Although, I would love to install a FNS 40 long slide 5" inch barrel.

I was thinking about only changing the barrel, and keeping my slide. So I assume it would poke out of the tip on the slide.:mrgreen:

I would really like the extra energy and fps, with the 5" barrel. 

I will be using my gun for hunting. So, the 5" barrel is very important.

WHERE CAN I FIND ONE??? ive checked FNH site, gunbroker, just about all over. I cannot find the 5" barrel anywhere

Thanks for all help.


----------



## GCBHM (Mar 24, 2014)

There probably is no 5" barrel for the FNS 40. To my knowledge, these FN doesn't make "hunting" style pistols per se. Most hunting pistols are revolvers, although you can get extended barrels for some models like Glock and a few others. Of course, Colt makes a 5" pistol, but it is a .45. Most of the time, these are custom made jobs, so you may want to search for custom barrels.


----------



## tps3443 (Aug 23, 2014)

No they make the FNS-40L long slide. The gun is identical to mine accept my gun has a 4" barrel, and the FNS-40L Longslide has a 5" inch barrel. I want the barrel badly! :mrgreen:

LINK BELOW, FNS-40L LONGSLIDE COMPETITION GUN.

http://www.fnhusa.com/l/products/handguns/fns-series/fns-40-long-slide

These fns models can swap parts very well. My factory oem magazines say 40S&W or 357SIG. So installing just the Sig barrel and ive got a 357 sig.

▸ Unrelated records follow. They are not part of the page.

PR #276, opened 2019-11-11
Update `GetConsoleModDir_s` to use `FindModuleHandle`

### LINKED ISSUE #186: Update `GetConsoleModDir_s` specification
If we allow multiple console module, there is no longer a clear single console module directory. As such, we need to update `GetConsoleModDir_s` to account for this.

One possible way to update this, is to use the same `_ReturnAddress()` trick from the `Log` method to lookup which module the call came from, and return the directory for that module. That allows a console module to lookup its own folder.

In case the call comes from a non-console module, or even a non-module, we can perhaps return either `""`, or return the folder of the first loaded console module, if any. The former is perhaps a bit more sensible, though the later would avoid certain breaks with traditional behaviour. I'm not sure such traditional behaviour was ever used, or was ever useful though.

DanRStevens:
This closes #186.

### DIFF
--- a/srcStatic/WindowsModule.h
+++ b/srcStatic/WindowsModule.h
@@ -2,6 +2,7 @@
 
 #include <string>
 #include <intrin.h> // _ReturnAddress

EFK makes custom barrels, standard, ported, or threaded. Although, his barrels are only available in 4.5" and they have a 30 to 90 day waiting period, if you opt for the 4.5" due to custom design. He also sells the 357SIG barrel, or 9mm barrel if I ever wanted to convert my gun.

But you see if I installed the FNS-40L longslide 5inch barrel, it would be sticking out of my gun. Because the fns40L has a longer slide, and a longer barrel. So using my standard short slide with the long barrel would look awesome. Almost like a 10mm hunting glock W/ a extended lone wolf barrel.


----------



## GCBHM (Mar 24, 2014)

Have you contacted FN about it?


----------



## tps3443 (Aug 23, 2014)

I sent parts a email to buy the barrel.

I have found a FNS 40 Long Slide 5" gun.

Im trying to workout a deal, I really only want the barrel. So it sticks out of my slide and my gun will look like a actual extended barrel hunting gun. And, not have all that extra slide mass.

I just love the look of that 10mm or 40S&W Glock with that extended lone wolf barrel installed. Very accurate! And very powerful! Perfect for deer or turkey hunting.

Here is a comparison of the two side by side.


----------



## Dakotakid (May 1, 2021)

I know this was a long time ago but any updates on this?


----------



## CoachJones512 (4 mo ago)

Dakotakid said:


> I know this was a long time ago but any updates on this?


eBay proably if u wast 5inc barrel


----------